La situación es aún más compleja cuando se considera que los estudiantes de entornos socioeconómicos vulnerables suelen tener menos oportunidades de aprendizaje. Backhoff Escudero ha destacado que los estudiantes más pobres tienden a asistir a escuelas con menos recursos y profesores menos capacitados, lo que se traduce en un menor rendimiento académico. Sin embargo, los resultados de los EIA sugieren que estos estudiantes están superando a sus pares en estados más desarrollados, lo que contradice las expectativas basadas en datos anteriores.
### La Necesidad de una Evaluación Objetiva
La controversia en torno a los EIA subraya la necesidad de una evaluación educativa más objetiva y transparente. La falta de confianza en los resultados actuales podría tener implicaciones significativas para las políticas educativas en México. Si los resultados de las evaluaciones no reflejan la realidad del aprendizaje de los estudiantes, las decisiones basadas en estos datos podrían ser erróneas y perjudiciales para el sistema educativo en su conjunto.

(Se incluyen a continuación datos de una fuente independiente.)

PR #251, opened 2016-10-20
[CARBONDATA-302]Added Writer processor step for dataloading.

ravipesala:
Add DataWriterProcessorStep which reads the data from sort processor step and apply mdk generator on key and creates carbondata files.

### DIFF
--- a/processing/src/main/java/org/apache/carbondata/processing/newflow/steps/writer/DataWriterProcessorStepImpl.java
+++ b/processing/src/main/java/org/apache/carbondata/processing/newflow/steps/writer/DataWriterProcessorStepImpl.java
@@ -110,17 +110,7 @@ public class DataWriterProcessorStepImpl extends AbstractDataLoadProcessorStep {
     return child.getOutput();
   }
 
-  @Override public void intialize() throws CarbonDataLoadingException {
-    setStepConfiguration();
-  }
-
-  /**
-   * This method will be used to get and update the step properties which will
-   * required to run this step
-   *
-   * @throws CarbonUtilException
-   */
-  private void setStepConfiguration() {
+  @Override public void initialize() throws CarbonDataLoadingException {
     CarbonTableIdentifier tableIdentifier =
         configuration.getTableIdentifier().getCarbonTableIdentifier();
 
@@ -365,10 +355,6 @@ public class DataWriterProcessorStepImpl extends AbstractDataLoadProcessorStep {
 
   @Override protected CarbonRow processRow(CarbonRow row) {
     return null;
-  }
-
-  @Override public void finish() {
-
   }
 
 }
--- a/processing/src/main/java/org/apache/carbondata/processing/newflow/steps/writer/DataWriterProcessorStepImpl.java
+++ b/processing/src/main/java/org/apache/carbondata/processing/newflow/steps/writer/DataWriterProcessorStepImpl.java
@@ -40,7 +40,6 @@ import org.apache.carbondata.core.keygenerator.KeyGenerator;
 import org.apache.carbondata.core.util.CarbonProperties;
 import org.apache.carbondata.core.util.CarbonTimeStatisticsFactory;
 import org.apache.carbondata.core.util.CarbonUtil;
-import org.apache.carbondata.core.util.CarbonUtilException;
 import org.apache.carbondata.processing.datatypes.GenericDataType;
 import org.apache.carbondata.processing.newflow.AbstractDataLoadProcessorStep;
 import org.apache.carbondata.processing.newflow.CarbonDataLoadConfiguration;
@@ -50,9 +49,9 @@ import org.apache.carbondata.processing.newflow.exception.CarbonDataLoadingExcep
 import org.apache.carbondata.processing.newflow.row.CarbonRow;
 import org.apache.carbondata.processing.newflow.row.CarbonRowBatch;
 import org.apache.carbondata.processing.store.CarbonDataFileAttributes;
-import org.apache.carbondata.processing.store.CarbonFactDataHandlerColumnar;
 import org.apache.carbondata.processing.store.CarbonFactDataHandlerModel;
 import org.apache.carbondata.processing.store.CarbonFactHandler;
+import org.apache.carbondata.processing.store.CarbonFactHandlerFactory;
 import org.apache.carbondata.processing.store.writer.exception.CarbonDataWriterException;
 import org.apache.carbondata.processing.util.CarbonDataProcessorUtil;
 
@@ -199,7 +198,8 @@ public class DataWriterProcessorStepImpl extends AbstractDataLoadProcessorStep {
     } else {
       carbonFactDataHandlerModel.setMdKeyIndex(measureCount);
     }
-    dataHandler = new CarbonFactDataHandlerColumnar(carbonFactDataHandlerModel);
+    dataHandler = CarbonFactHandlerFactory.createCarbonFactHandler(carbonFactDataHandlerModel,
+        CarbonFactHandlerFactory.FactHandlerType.COLUMNAR);
   }
 
   /**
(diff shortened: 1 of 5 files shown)


processing/src/main/java/org/apache/carbondata/processing/newflow/steps/writer/DataWriterProcessorStepImpl.java
```diff
@@ -0,0 +1,374 @@
...
+
+  @Override public void intialize() throws CarbonDataLoadingException {
+    setStepConfiguration();
+  }
+
+  /**
+   * This method will be used to get and update the step properties which will
+   * required to run this step
+   *
+   * @throws CarbonUtilException
```
jackylk: wrong description

jackylk:
Actually I think we should have an BlockletEncoder in this step to expose developer API to make it easier to extend encode method. Since this is another work, we can merge this PR first and refactory on it later.

processing/src/main/java/org/apache/carbondata/processing/newflow/steps/writer/DataWriterProcessorStepImpl.java
```diff
@@ -0,0 +1,374 @@
...
+import org.apache.carbondata.processing.store.CarbonFactDataHandlerModel;
+import org.apache.carbondata.processing.store.CarbonFactHandler;
+import org.apache.carbondata.processing.store.writer.exception.CarbonDataWriterException;
+import org.apache.carbondata.processing.util.CarbonDataProcessorUtil;
+
+/**
+ * It reads data from sorted files which are generated in previous sort step.
+ * And it writes data to carbondata file. It also generates mdk key while writing to carbondata file
+ */
+public class DataWriterProcessorStepImpl extends AbstractDataLoadProcessorStep {
```
chenliang613: Why need to add "ProcessorStep" words to make the class name too long ?
How about directly use this class name: CarobnDataWriter ?

processing/src/main/java/org/apache/carbondata/processing/newflow/steps/writer/DataWriterProcessorStepImpl.java
```diff
@@ -0,0 +1,360 @@
...
+        dataHandler.addDataToStore(outputRow);
+        writeCounter++;
+      }
+    } catch (Exception e) {
+      throw new CarbonDataLoadingException("unable to generate the mdkey", e);
+    }
+  }
+
+  @Override protected CarbonRow processRow(CarbonRow row) {
+    return null;
```
jackylk: if this is returning null, in `AbstractDataLoadProcessorStep.processRowBatch` it is unnecessarily adding many null

jackylk:
Can you separate out the creation of `dataHandler` into a Factory class,  and use that factory in `DataWriterProcessorStepImpl`. The logic will be cleaner

jackylk:
Suggest to modify the implementation name to `PipelinedWriterProcessorStepImpl` since it is assuming last step is a merge sort step and using producer-consumer to write in a pipelined manner.
In future, if sort step implements external sort (in memory sort), we could add a parallel write implementation for this step.

ravipesala:
@jackylk  This data writer step is not assuming merge sort with producer-consumer. Even we did not integrate producer-consumer for merge sort in our code. This step can receive sorted data from any type of step(even for in memory sort step.)
The producer-consumer present in CarbonFactHandler implementation is for parallel processing the block after it receives blocklet size of rows.

ravipesala:
@jackylk Added factory datahandler. Please review

processing/src/main/java/org/apache/carbondata/processing/newflow/steps/writer/DataWriterProcessorStepImpl.java
```diff
@@ -0,0 +1,360 @@
...
+      simpleDimsCount++;
+      List<GenericDataType> primitiveTypes = new ArrayList<GenericDataType>();
+      complexDataType.getValue().getAllPrimitiveChildren(primitiveTypes);
+      for (GenericDataType eachPrimitive : primitiveTypes) {
+        eachPrimitive.setSurrogateIndex(surrIndex++);
+      }
+    }
+  }
+
+  private void initDataHandler() {
```
jackylk: can we move all these initialization logic into CarbonFactHandlerFactory? I think the handlerModel is created from configuration, so passing configuration to the factory can create both model and the handler.

processing/src/main/java/org/apache/carbondata/processing/newflow/steps/writer/DataWriterProcessorStepImpl.java
```diff
@@ -0,0 +1,360 @@
...
+    carbonFactDataHandlerModel.setPrimitiveDimLens(simpleDimsLen);
+    carbonFactDataHandlerModel.setCarbonDataFileAttributes(carbonDataFileAttributes);
+    carbonFactDataHandlerModel.setCarbonDataDirectoryPath(carbonDataDirectoryPath);
+    carbonFactDataHandlerModel.setIsUseInvertedIndex(isUseInvertedIndex);
+    if (noDictionaryCount > 0 || complexDimensionCount > 0) {
+      carbonFactDataHandlerModel.setMdKeyIndex(measureCount + 1);
+    } else {
+      carbonFactDataHandlerModel.setMdKeyIndex(measureCount);
+    }
+    dataHandler = CarbonFactHandlerFactory.createCarbonFactHandler(carbonFactDataHandlerModel,
```
jackylk: I think we should make it work then refactory the `CarbonFactHandler` later. We should decouple the producer-consumer and actual writing logic. There should be abstraction like `CarbonFileWriter` and `CarbonBlockletWriter`, and it can be used to write single carbon data file by java application.

processing/src/main/java/org/apache/carbondata/processing/store/CarbonFactHandlerFactory.java
```diff
@@ -0,0 +1,48 @@
...
+ */
+public final class CarbonFactHandlerFactory {
+
+  /**
+   * Creating fact handler to write data.
+   * @param model
+   * @param handlerType
+   * @return
+   */
+  public static CarbonFactHandler createCarbonFactHandler(CarbonFactDataHandlerModel model,
```
ravipesala: Yes, I don't see the advantage of using semaphore here because we are already using fixed thread pool to control the threads. I will discuss with team and confirm whether it is needed.

processing/src/main/java/org/apache/carbondata/processing/newflow/steps/writer/DataWriterProcessorStepImpl.java
ravipesala: Ok, I will move handlerModel creation to handlerModel itself to keep it simple.

processing/src/main/java/org/apache/carbondata/processing/util/CarbonDataProcessorUtil.java
```diff
@@ -304,4 +311,92 @@ public static String getLocalDataFolderLocation(String databaseName, String tabl
...
+  }
+
+  /**
+   * This method will return all the child dimensions under complex dimension
+   *
+   */
+  private static void addAllComplexTypeChildren(CarbonDimension dimension, StringBuilder dimString,
+      String parent) {
+    dimString.append(
+        dimension.getColName() + CarbonCommonConstants.COLON_SPC_CHARACTER + dimension.getDataType()
```
ravipesala: ok

processing/src/main/java/org/apache/carbondata/processing/newflow/steps/writer/DataWriterProcessorStepImpl.java
ravipesala: ok

jackylk:
There is one compilation error in `CarbonDataProcessorUtil` because of other merged PR

ravipesala:
But there is no compilation issue for me.
http://136.243.101.176:8080/job/ApacheCarbonManualPRBuilder/517/

jackylk:
I rebase locally then do the local mvn clean verify, it does has compilation error. I guess CI is not doing rebase before testing?

ravipesala:
Ok. Fixed, Please review and merge.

Los expertos coinciden en que es fundamental establecer un sistema de evaluación que sea independiente y que proporcione datos precisos y comparables sobre el rendimiento educativo en todo el país. Esto no solo ayudaría a identificar áreas de mejora, sino que también podría contribuir a una mayor rendición de cuentas en el sistema educativo.
La situación actual plantea un desafío importante para las autoridades educativas, que deben encontrar un equilibrio entre la evaluación interna y la necesidad de una evaluación externa que garantice la calidad educativa. La implementación de un sistema de evaluación más riguroso podría ser clave para abordar las disparidades en el aprendizaje y asegurar que todos los estudiantes, independientemente de su ubicación geográfica o situación socioeconómica, tengan acceso a una educación de calidad.
En resumen, los resultados de los EIA han puesto de manifiesto una serie de contradicciones en el sistema educativo mexicano. A medida que se avanza hacia un futuro educativo más inclusivo y equitativo, será crucial abordar estas cuestiones y trabajar hacia una evaluación que realmente refleje el aprendizaje y el desarrollo de los estudiantes en todo el país.